The whole listing is to be reproduced exactly as given.

[[ Records for processing, beginning ]]

PR #49, opened 2023-09-13
Add avoid unused parameters rule

DenisBogatirov:


lint_test/avoid_unused_parameters_test.dart
```diff
@@ -0,0 +1,46 @@
+// ignore_for_file: prefer_const_declarations
+// ignore_for_file: unnecessary_nullable_for_final_variable_declarations
+// ignore_for_file: unused_local_variable
+
+/// Check the `avoid-unused-parameters` rule
```
yurii-prykhodko-solid, line 5: Anonymous callbacks, closures?
Typedefs?
Underscore handling?
Constructors/factories?
Static methods?

lib/utils/parameter_utils.dart
```diff
@@ -0,0 +1,6 @@
+import 'package:analyzer/dart/ast/ast.dart';
+
+/// Checks if parameter has underscores in its name
+bool hasNoUnderscoresInName(FormalParameter parameter) =>
+    parameter.name != null &&
+    parameter.name!.lexeme.replaceAll('_', '').isNotEmpty;
```
yurii-prykhodko-solid, line 6: Let's avoid `!`.
```suggestion
/// Checks if parameter has underscores in its name
bool hasNoUnderscoresInName(FormalParameter parameter) {
    final paramName = parameter.name
    if (paramName == null) return false; // That's what we would get from your version, but it seems odd. Should it be `true`?
    return paramName.lexeme.replaceAll('_', '').isNotEmpty;
    }
```

yurii-prykhodko-solid: Also, positive checks are usually easier to reason about. We can always negate it later, while negating an already negated function to create a positive check is weird to read.
hasNoUnderscoresInName -> hasUnderscoresInName

yurii-prykhodko-solid (changes requested):

lib/utils/parameter_utils.dart
yurii-prykhodko-solid: Wait, why isn't this a `String.contains()` check for that matter? 
It really checks whether the param consists _entirely_ of underscores.

DenisBogatirov: Function originates from DCM, and it's name gave me confusion it actually checks if param name consists only from underscores. Will rename and implement changes

DenisBogatirov: `String.contains('_')` will return true for '_param' and 'par_am', so we need to either count number of underscores and check it with string length or replace all underscores and look is something left or not. I've choose the latter.

lib/lints/avoid_unused_parameters/avoid_unused_parameters_rule.dart
```diff
@@ -0,0 +1,63 @@
...
+    });
+
+    context.registry.addClassDeclaration((node) {
+      final visitor = AvoidUnusedParametersVisitor();
+      visitor.visitClassDeclaration(node);
+
+      for (final element in visitor.unusedParameters) {
+        reporter.reportErrorForNode(code, element);
+      }
+    });
```
yurii-prykhodko-solid, line 61: Share the visitor and result?
```suggestion
    final visitor = AvoidUnusedParametersVisitor();
    context.registry.addMethodDeclaration(visitor.visitMethodDeclaration);
    context.registry.addFunctionDeclaration(visitor.visitFunctionDeclaration);
    context.registry.addClassDeclaration(visitor.visitClassDeclaration);
    
    for (final element in visitor.unusedParameters) {
      reporter.reportErrorForNode(code, element);
    }
```

yurii-prykhodko-solid (changes requested):

lib/lints/avoid_unused_parameters/avoid_unused_parameters_visitor.dart
```diff
@@ -119,16 +119,17 @@ class AvoidUnusedParametersVisitor extends RecursiveAstVisitor<void> {
...
       if (parameter is DefaultFormalParameter) {
-        /// Variables as 'Foo({super.param})' is being reported
-        /// as [DefaultFormalParameter] instead of [SuperFormalParameter]
-        /// it seems to be an issue in DartSDK
-        isSuperFormalParameter = parameter.toSource().startsWith('super.');
+        /// Variables as 'Foo({super.param})' or 'Foo({this.param})'
+        /// is being reported as [DefaultFormalParameter] instead
+        /// of [SuperFormalParameter] it seems to be an issue in DartSDK
+        isFieldFormalParameter = parameter.toSource().contains('this.');
+        isSuperFormalParameter = parameter.toSource().contains('super.');
```
yurii-prykhodko-solid, line 132: The workaround is nice and straightforward, the comment helps understand why we're doing this. Me likey!

lib/lints/avoid_unused_parameters/avoid_unused_parameters_rule.dart
DenisBogatirov: I saw a same node being reported multiple times when sharing the visitor. Will test it, and have idea how to do it differently if it not works

DenisBogatirov: for cycle should be inside of an callback, because `addSomething` is asynchronous. Did it through `addCompilationUnit` which is whole file and let visitor do its job

lint_test/avoid_unused_parameters_test.dart
```diff
@@ -0,0 +1,109 @@
...
+}
+
+class SomeOtherAnotherClass {
+  void method(String s) {
+    print(s);
+    return;
+  }
+
+  // expect_lint: avoid-unused-parameters
+  void anonymousCallback(Function(int a) cb) {}
```
yurii-prykhodko-solid, line 58:
```suggestion
  // expect_lint: avoid-unused-parameters
  void anonymousCallback(Function(int a) cb) {}
  void callbackUser() {
     // expect_lint: avoid-unused-parameters
    anonymousCallback((int a) {});
  }
```

yurii-prykhodko-solid (changes requested):
A couple questions on behavior.

lint_test/avoid_unused_parameters_test.dart
```diff
@@ -0,0 +1,109 @@
...
+void closure(int a) {
+  void internal(int a) {
+    print(a);
+  }
+}
+
+typedef MaxFun = int Function(int a, int b);
+
+// Allowed same way as override
+final MaxFun maxFunInstance = (int a, int b) => 1;
```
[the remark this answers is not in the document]
yurii-prykhodko-solid: @DenisBogatirov What's your take on this?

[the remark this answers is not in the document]
DenisBogatirov: Didn't quite get the question.

Type is `MaxFun` so we are obliged to provide given set of params, if we remove one then there would be a type mismatch. That would work same way with with name params because if we remove `namedParam` it wouldn't be a defined type.

Or do you want to create another test case for named params with typedef?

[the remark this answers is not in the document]
yurii-prykhodko-solid: With positional params, we have the freedom to create a placeholder arg with the correct type. Just need to match the signature.
Here's how I see it:

```dart
// expect_lint: avoid-unused-parameters
final MaxFun maxFunLint = (int a, int b) => 1;
  
final MaxFun maxFunOk = (int _, int __) => 1;
```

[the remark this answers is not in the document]
DenisBogatirov: Original rule does not care about parameter name as long as function or method is implemented.

Should I implement this logic? It will affect `@override` as well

[[ Records for processing, end ]]

**Reply to the task**.
PR #49, opened 2023-09-13
Add avoid unused parameters rule

DenisBogatirov:


lint_test/avoid_unused_parameters_test.dart
```diff
@@ -0,0 +1,46 @@
+// ignore_for_file: prefer_const_declarations
+// ignore_for_file: unnecessary_nullable_for_final_variable_declarations
+// ignore_for_file: unused_local_variable
+
+/// Check the `avoid-unused-parameters` rule
```
yurii-prykhodko-solid, line 5: Anonymous callbacks, closures?
Typedefs?
Underscore handling?
Constructors/factories?
Static methods?

lib/utils/parameter_utils.dart
```diff
@@ -0,0 +1,6 @@
+import 'package:analyzer/dart/ast/ast.dart';
+
+/// Checks if parameter has underscores in its name
+bool hasNoUnderscoresInName(FormalParameter parameter) =>
+    parameter.name != null &&
+    parameter.name!.lexeme.replaceAll('_', '').isNotEmpty;
```
yurii-prykhodko-solid, line 6: Let's avoid `!`.
```suggestion
/// Checks if parameter has underscores in its name
bool hasNoUnderscoresInName(FormalParameter parameter) {
    final paramName = parameter.name
    if (paramName == null) return false; // That's what we would get from your version, but it seems odd. Should it be `true`?
    return paramName.lexeme.replaceAll('_', '').isNotEmpty;
    }
```

yurii-prykhodko-solid: Also, positive checks are usually easier to reason about. We can always negate it later, while negating an already negated function to create a positive check is weird to read.
hasNoUnderscoresInName -> hasUnderscoresInName

yurii-prykhodko-solid (changes requested):

lib/utils/parameter_utils.dart
yurii-prykhodko-solid: Wait, why isn't this a `String.contains()` check for that matter? 
It really checks whether the param consists _entirely_ of underscores.

DenisBogatirov: Function originates from DCM, and it's name gave me confusion it actually checks if param name consists only from underscores. Will rename and implement changes

DenisBogatirov: `String.contains('_')` will return true for '_param' and 'par_am', so we need to either count number of underscores and check it with string length or replace all underscores and look is something left or not. I've choose the latter.

lib/lints/avoid_unused_parameters/avoid_unused_parameters_rule.dart
```diff
@@ -0,0 +1,63 @@
...
+    });
+
+    context.registry.addClassDeclaration((node) {
+      final visitor = AvoidUnusedParametersVisitor();
+      visitor.visitClassDeclaration(node);
+
+      for (final element in visitor.unusedParameters) {
+        reporter.reportErrorForNode(code, element);
+      }
+    });
```
yurii-prykhodko-solid, line 61: Share the visitor and result?
```suggestion
    final visitor = AvoidUnusedParametersVisitor();
    context.registry.addMethodDeclaration(visitor.visitMethodDeclaration);
    context.registry.addFunctionDeclaration(visitor.visitFunctionDeclaration);
    context.registry.addClassDeclaration(visitor.visitClassDeclaration);
    
    for (final element in visitor.unusedParameters) {
      reporter.reportErrorForNode(code, element);
    }
```

yurii-prykhodko-solid (changes requested):

lib/lints/avoid_unused_parameters/avoid_unused_parameters_visitor.dart
```diff
@@ -119,16 +119,17 @@ class AvoidUnusedParametersVisitor extends RecursiveAstVisitor<void> {
...
       if (parameter is DefaultFormalParameter) {
-        /// Variables as 'Foo({super.param})' is being reported
-        /// as [DefaultFormalParameter] instead of [SuperFormalParameter]
-        /// it seems to be an issue in DartSDK
-        isSuperFormalParameter = parameter.toSource().startsWith('super.');
+        /// Variables as 'Foo({super.param})' or 'Foo({this.param})'
+        /// is being reported as [DefaultFormalParameter] instead
+        /// of [SuperFormalParameter] it seems to be an issue in DartSDK
+        isFieldFormalParameter = parameter.toSource().contains('this.');
+        isSuperFormalParameter = parameter.toSource().contains('super.');
```
yurii-prykhodko-solid, line 132: The workaround is nice and straightforward, the comment helps understand why we're doing this. Me likey!

lib/lints/avoid_unused_parameters/avoid_unused_parameters_rule.dart
DenisBogatirov: I saw a same node being reported multiple times when sharing the visitor. Will test it, and have idea how to do it differently if it not works

DenisBogatirov: for cycle should be inside of an callback, because `addSomething` is asynchronous. Did it through `addCompilationUnit` which is whole file and let visitor do its job

lint_test/avoid_unused_parameters_test.dart
```diff
@@ -0,0 +1,109 @@
...
+}
+
+class SomeOtherAnotherClass {
+  void method(String s) {
+    print(s);
+    return;
+  }
+
+  // expect_lint: avoid-unused-parameters
+  void anonymousCallback(Function(int a) cb) {}
```
yurii-prykhodko-solid, line 58:
```suggestion
  // expect_lint: avoid-unused-parameters
  void anonymousCallback(Function(int a) cb) {}
  void callbackUser() {
     // expect_lint: avoid-unused-parameters
    anonymousCallback((int a) {});
  }
```

yurii-prykhodko-solid (changes requested):
A couple questions on behavior.

lint_test/avoid_unused_parameters_test.dart
```diff
@@ -0,0 +1,109 @@
...
+void closure(int a) {
+  void internal(int a) {
+    print(a);
+  }
+}
+
+typedef MaxFun = int Function(int a, int b);
+
+// Allowed same way as override
+final MaxFun maxFunInstance = (int a, int b) => 1;
```
[the remark this answers is not in the document]
yurii-prykhodko-solid: @DenisBogatirov What's your take on this?

[the remark this answers is not in the document]
DenisBogatirov: Didn't quite get the question.

Type is `MaxFun` so we are obliged to provide given set of params, if we remove one then there would be a type mismatch. That would work same way with with name params because if we remove `namedParam` it wouldn't be a defined type.

Or do you want to create another test case for named params with typedef?

[the remark this answers is not in the document]
yurii-prykhodko-solid: With positional params, we have the freedom to create a placeholder arg with the correct type. Just need to match the signature.
Here's how I see it:

```dart
// expect_lint: avoid-unused-parameters
final MaxFun maxFunLint = (int a, int b) => 1;
  
final MaxFun maxFunOk = (int _, int __) => 1;
```

[the remark this answers is not in the document]
DenisBogatirov: Original rule does not care about parameter name as long as function or method is implemented.

Should I implement this logic? It will affect `@override` as well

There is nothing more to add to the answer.